## [TASK]
Look through the records below for the line holding "Prevent an Uncaught". Write it out exactly, with each following line through the line holding "plugin with a".

+++ SUPPLIED RECORDS +++

PR #2257, opened 2019-11-14
Pre-check selector condition in swPanelAutoResizer to prevent endless resize recursion

JoshuaBehrens:
Prevent an Uncaught RangeError: Maximum call stack size exceeded.

In a case that a `panelHeaderSelector`, `panelBodySelector` or `panelFooterSelector` are an invalid parameter don't invoke a recursive call.

Register the `swPanelAutoResizer` plugin with a partially filled configuration like this:
```js
$.subscribe('plugin/swEmotionLoader/onDeviceChange', function(event, plugin) {
    StateManager.addPlugin(plugin.$el.find('.foo-bar'), 'swPanelAutoResizer', {
        panelBodySelector: '.foo-bar--sub-element'
    });
});
```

+++

## [ANSWER FOR THE TASK]
Prevent an Uncaught RangeError: Maximum call stack size exceeded.

In a case that a `panelHeaderSelector`, `panelBodySelector` or `panelFooterSelector` are an invalid parameter don't invoke a recursive call.

Register the `swPanelAutoResizer` plugin with a partially filled configuration like this:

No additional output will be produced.